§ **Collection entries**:
#####
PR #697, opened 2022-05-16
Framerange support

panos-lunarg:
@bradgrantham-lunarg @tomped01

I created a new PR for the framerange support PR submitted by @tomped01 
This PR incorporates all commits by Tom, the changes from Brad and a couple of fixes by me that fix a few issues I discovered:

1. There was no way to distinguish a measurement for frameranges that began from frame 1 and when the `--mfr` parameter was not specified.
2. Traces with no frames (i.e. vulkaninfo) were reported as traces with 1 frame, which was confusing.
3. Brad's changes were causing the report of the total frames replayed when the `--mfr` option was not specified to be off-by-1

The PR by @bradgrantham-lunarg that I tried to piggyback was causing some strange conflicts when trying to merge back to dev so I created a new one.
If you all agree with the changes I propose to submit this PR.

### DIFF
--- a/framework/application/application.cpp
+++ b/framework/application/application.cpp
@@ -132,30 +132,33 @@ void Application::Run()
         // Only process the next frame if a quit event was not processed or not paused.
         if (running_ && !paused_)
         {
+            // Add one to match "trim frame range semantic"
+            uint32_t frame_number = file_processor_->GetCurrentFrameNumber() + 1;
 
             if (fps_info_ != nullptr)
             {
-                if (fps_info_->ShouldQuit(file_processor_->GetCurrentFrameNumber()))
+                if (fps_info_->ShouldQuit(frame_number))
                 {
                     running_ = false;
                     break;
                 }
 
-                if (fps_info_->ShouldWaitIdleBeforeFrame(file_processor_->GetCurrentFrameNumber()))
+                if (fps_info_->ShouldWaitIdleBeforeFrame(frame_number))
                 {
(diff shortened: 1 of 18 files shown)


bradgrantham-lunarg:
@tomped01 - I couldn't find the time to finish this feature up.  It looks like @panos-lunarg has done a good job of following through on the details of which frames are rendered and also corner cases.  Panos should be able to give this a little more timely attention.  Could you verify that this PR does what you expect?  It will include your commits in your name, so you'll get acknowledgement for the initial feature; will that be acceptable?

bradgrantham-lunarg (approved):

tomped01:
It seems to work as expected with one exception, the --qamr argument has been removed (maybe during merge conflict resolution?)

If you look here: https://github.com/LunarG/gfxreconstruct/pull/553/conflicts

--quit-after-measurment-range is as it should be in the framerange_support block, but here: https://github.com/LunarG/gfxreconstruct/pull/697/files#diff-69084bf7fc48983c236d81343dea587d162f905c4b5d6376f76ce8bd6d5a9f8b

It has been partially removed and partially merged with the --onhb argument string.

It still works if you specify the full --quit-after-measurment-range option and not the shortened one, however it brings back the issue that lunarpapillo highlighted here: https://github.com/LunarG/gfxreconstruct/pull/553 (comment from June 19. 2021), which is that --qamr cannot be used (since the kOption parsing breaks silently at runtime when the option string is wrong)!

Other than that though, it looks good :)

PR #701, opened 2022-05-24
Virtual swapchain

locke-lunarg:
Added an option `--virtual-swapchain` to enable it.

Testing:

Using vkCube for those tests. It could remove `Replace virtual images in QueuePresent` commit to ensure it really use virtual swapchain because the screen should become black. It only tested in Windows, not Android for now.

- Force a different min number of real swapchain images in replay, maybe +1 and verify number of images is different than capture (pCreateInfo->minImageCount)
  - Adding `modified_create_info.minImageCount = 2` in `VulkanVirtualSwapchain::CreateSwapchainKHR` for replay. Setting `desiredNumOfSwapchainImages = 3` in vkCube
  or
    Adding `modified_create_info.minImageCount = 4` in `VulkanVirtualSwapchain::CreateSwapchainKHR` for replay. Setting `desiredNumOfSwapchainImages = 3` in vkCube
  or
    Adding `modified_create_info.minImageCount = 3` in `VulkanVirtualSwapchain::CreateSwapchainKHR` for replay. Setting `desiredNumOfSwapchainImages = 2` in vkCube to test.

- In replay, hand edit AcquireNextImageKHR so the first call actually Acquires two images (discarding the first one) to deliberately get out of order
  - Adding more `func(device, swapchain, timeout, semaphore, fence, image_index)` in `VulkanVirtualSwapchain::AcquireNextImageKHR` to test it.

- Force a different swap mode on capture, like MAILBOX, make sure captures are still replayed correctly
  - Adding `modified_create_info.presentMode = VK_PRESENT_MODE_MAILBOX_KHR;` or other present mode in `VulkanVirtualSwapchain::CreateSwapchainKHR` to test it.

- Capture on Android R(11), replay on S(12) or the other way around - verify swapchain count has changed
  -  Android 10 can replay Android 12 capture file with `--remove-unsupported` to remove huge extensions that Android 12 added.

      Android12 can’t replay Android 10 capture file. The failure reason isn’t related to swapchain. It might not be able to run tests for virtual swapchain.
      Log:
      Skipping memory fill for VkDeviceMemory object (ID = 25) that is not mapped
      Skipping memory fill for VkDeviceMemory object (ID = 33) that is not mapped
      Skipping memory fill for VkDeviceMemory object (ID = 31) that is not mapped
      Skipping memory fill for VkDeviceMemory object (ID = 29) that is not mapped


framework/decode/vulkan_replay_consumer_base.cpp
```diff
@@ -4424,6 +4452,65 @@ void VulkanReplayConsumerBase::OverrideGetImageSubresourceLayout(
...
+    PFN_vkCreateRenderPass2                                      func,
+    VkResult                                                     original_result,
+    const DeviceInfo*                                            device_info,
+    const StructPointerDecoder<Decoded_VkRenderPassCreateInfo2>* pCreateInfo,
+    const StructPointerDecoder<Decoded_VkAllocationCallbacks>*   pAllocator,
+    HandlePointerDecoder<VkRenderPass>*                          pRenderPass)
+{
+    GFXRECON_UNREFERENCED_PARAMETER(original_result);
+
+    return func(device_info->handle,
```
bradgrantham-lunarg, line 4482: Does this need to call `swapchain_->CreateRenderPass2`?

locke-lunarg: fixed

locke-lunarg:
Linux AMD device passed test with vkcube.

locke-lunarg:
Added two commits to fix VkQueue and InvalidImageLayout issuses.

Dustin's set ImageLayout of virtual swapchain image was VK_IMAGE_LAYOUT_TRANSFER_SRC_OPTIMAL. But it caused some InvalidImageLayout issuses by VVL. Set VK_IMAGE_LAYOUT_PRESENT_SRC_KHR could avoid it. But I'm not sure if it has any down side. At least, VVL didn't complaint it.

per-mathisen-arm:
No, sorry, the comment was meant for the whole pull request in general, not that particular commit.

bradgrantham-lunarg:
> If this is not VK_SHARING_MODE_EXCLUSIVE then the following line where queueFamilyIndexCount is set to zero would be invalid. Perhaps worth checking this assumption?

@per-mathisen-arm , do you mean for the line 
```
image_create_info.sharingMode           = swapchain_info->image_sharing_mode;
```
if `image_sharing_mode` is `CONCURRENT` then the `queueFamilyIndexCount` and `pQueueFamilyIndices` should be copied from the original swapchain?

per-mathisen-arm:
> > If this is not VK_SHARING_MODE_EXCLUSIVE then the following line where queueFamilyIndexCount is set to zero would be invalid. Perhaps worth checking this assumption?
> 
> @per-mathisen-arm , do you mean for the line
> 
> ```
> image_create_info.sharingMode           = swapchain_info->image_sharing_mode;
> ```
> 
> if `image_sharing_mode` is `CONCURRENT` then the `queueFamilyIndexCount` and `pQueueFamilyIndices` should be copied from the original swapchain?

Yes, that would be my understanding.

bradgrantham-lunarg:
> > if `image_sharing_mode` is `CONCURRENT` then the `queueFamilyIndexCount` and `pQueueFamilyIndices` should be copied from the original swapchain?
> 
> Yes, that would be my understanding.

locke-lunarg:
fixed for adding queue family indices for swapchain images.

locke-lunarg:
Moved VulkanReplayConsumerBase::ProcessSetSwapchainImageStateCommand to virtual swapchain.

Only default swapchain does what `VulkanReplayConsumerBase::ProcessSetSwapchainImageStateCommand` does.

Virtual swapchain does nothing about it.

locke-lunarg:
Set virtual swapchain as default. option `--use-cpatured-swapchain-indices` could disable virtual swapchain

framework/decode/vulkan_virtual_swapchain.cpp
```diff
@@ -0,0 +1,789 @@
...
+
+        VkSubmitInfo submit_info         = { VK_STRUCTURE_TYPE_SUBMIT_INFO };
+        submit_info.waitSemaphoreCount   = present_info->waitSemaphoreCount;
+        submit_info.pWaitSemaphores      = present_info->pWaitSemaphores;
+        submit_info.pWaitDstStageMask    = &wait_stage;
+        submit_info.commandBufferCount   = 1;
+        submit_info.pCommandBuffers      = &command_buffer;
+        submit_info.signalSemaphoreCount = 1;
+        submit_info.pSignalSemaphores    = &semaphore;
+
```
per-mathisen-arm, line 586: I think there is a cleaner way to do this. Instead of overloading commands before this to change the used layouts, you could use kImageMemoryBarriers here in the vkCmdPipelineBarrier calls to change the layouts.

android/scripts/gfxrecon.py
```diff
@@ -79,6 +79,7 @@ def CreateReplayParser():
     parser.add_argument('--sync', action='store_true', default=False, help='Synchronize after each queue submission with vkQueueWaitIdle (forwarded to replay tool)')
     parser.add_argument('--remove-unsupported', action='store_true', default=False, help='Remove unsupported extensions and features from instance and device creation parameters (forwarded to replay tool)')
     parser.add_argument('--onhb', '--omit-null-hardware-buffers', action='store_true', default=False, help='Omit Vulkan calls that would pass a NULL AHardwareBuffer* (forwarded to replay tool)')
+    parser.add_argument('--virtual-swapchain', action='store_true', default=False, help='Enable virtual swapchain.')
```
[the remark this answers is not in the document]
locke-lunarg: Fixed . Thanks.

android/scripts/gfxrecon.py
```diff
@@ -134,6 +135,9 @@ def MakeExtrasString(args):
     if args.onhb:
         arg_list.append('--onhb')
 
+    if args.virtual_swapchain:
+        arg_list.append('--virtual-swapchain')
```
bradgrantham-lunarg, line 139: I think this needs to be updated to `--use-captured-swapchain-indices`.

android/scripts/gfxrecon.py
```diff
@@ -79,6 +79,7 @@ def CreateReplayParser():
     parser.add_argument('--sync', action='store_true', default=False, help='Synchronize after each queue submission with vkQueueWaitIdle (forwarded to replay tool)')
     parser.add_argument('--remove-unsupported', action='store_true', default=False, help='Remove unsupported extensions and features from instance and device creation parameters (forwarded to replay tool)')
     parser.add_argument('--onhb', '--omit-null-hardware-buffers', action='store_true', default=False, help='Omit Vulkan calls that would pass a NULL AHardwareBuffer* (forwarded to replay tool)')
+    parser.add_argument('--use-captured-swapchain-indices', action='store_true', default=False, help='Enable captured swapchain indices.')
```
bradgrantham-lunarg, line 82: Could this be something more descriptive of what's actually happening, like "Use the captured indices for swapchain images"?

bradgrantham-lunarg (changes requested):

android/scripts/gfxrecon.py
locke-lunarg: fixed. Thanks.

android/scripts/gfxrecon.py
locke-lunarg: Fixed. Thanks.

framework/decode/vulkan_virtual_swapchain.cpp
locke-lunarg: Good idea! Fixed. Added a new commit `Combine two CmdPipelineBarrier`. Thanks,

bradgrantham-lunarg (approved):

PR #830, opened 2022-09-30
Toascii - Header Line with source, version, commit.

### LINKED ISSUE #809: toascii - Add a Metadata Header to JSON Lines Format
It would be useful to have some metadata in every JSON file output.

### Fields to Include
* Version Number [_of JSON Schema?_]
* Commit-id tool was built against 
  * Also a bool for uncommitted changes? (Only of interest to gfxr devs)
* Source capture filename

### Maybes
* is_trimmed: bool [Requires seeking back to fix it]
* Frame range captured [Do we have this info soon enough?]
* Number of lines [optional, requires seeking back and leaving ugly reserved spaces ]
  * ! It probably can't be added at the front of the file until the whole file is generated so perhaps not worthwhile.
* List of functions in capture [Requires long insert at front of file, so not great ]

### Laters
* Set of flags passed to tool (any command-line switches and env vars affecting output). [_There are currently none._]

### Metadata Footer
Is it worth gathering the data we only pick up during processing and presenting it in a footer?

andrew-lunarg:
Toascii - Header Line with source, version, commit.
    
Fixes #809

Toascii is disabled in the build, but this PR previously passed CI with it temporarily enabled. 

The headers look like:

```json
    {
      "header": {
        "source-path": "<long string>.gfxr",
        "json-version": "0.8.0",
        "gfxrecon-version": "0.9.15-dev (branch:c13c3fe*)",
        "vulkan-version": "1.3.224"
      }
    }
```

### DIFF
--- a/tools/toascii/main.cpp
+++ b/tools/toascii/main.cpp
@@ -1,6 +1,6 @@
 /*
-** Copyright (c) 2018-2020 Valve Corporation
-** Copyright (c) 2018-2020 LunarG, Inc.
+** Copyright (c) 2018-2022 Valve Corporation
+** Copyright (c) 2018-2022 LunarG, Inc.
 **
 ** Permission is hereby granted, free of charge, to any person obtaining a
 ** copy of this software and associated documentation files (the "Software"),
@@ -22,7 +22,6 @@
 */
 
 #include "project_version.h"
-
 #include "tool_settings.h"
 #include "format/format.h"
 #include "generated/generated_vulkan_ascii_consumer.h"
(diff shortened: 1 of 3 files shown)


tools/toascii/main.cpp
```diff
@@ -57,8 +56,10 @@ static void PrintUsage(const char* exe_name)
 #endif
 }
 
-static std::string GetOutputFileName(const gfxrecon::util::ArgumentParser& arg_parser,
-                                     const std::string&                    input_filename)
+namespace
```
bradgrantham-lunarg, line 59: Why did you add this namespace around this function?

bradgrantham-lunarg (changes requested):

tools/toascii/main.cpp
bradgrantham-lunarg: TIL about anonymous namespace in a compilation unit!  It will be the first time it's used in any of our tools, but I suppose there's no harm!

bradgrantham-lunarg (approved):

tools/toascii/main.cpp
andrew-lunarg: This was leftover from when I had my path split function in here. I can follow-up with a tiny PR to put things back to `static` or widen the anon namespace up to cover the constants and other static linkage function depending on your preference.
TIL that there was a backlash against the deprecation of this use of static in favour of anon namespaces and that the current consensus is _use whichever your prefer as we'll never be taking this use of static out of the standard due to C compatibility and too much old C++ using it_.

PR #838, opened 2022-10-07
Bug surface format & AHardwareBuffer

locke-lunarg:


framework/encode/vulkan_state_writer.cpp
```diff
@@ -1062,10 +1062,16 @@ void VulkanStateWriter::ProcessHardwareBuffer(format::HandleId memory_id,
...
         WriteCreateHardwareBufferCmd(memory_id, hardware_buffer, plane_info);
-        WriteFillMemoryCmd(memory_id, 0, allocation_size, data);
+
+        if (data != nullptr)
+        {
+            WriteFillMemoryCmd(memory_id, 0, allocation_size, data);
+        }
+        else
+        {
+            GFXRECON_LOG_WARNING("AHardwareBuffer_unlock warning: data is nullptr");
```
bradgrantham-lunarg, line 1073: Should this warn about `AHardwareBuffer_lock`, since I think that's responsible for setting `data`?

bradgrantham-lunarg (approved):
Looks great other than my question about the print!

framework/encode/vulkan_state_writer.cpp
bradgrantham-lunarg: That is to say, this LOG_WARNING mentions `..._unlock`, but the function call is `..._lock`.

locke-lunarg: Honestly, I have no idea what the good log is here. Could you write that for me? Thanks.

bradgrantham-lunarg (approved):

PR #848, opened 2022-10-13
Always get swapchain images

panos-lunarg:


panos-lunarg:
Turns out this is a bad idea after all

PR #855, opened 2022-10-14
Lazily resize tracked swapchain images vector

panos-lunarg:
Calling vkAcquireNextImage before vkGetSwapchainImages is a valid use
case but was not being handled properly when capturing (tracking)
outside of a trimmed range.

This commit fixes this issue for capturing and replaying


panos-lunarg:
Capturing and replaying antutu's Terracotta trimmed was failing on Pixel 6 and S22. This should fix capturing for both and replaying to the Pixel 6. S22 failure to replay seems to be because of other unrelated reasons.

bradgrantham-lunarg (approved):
#####
§ **Exercise aim**: Each line of the records, from the opening one through the line holding "The PR by @bradgrantham-lunarg", should be restated word for word, with nothing else in the answer.

§ **Task response**:
PR #697, opened 2022-05-16
Framerange support

panos-lunarg:
@bradgrantham-lunarg @tomped01

I created a new PR for the framerange support PR submitted by @tomped01 
This PR incorporates all commits by Tom, the changes from Brad and a couple of fixes by me that fix a few issues I discovered:

1. There was no way to distinguish a measurement for frameranges that began from frame 1 and when the `--mfr` parameter was not specified.
2. Traces with no frames (i.e. vulkaninfo) were reported as traces with 1 frame, which was confusing.
3. Brad's changes were causing the report of the total frames replayed when the `--mfr` option was not specified to be off-by-1

The PR by @bradgrantham-lunarg that I tried to piggyback was causing some strange conflicts when trying to merge back to dev so I created a new one.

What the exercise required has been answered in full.